■ Task instructions: Find the word "lookup" in the records and copy every line where it occurs.

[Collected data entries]
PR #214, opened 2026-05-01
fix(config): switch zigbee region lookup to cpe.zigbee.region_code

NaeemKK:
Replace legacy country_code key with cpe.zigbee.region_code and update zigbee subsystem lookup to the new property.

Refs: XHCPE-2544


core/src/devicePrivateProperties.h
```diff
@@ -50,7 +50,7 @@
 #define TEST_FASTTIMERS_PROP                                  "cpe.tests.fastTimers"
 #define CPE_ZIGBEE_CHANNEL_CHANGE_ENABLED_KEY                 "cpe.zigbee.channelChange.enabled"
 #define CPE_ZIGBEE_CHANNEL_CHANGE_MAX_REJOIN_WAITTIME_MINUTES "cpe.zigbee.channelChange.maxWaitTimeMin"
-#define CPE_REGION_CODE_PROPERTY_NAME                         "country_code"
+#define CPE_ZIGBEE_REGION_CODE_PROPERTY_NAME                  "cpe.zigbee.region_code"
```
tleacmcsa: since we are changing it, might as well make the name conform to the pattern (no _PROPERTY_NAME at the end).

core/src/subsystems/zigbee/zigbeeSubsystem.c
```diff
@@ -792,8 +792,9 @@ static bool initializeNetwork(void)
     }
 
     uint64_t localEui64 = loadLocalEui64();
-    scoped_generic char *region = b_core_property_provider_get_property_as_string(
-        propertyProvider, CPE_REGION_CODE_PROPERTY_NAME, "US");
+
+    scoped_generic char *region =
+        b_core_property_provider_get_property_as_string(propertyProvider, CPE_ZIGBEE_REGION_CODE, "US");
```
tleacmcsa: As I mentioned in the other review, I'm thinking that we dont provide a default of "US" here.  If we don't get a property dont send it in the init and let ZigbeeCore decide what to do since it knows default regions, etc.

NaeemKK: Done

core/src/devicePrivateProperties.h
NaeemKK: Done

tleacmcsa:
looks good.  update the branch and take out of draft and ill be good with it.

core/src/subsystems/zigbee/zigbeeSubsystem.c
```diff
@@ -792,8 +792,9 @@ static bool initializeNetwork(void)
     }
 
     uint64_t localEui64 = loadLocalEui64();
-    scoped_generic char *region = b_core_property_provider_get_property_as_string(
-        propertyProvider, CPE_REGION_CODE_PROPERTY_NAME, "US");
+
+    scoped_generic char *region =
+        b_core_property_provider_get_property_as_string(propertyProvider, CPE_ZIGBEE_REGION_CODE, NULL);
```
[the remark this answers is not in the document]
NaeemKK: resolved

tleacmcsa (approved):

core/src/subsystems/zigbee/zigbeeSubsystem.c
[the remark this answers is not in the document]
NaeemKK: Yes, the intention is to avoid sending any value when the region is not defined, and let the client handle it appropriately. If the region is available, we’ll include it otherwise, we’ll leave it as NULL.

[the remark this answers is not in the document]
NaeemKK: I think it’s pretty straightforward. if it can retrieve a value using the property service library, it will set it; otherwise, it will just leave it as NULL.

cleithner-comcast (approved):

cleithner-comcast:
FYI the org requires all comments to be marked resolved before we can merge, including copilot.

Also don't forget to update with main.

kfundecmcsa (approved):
* * *
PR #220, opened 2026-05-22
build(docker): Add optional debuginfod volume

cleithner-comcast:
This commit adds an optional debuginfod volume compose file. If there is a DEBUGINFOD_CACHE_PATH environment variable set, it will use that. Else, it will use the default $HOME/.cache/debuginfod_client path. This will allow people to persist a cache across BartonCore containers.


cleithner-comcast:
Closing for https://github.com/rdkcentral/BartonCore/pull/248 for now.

■ Result of the task:
fix(config): switch zigbee region lookup to cpe.zigbee.region_code
Replace legacy country_code key with cpe.zigbee.region_code and update zigbee subsystem lookup to the new property.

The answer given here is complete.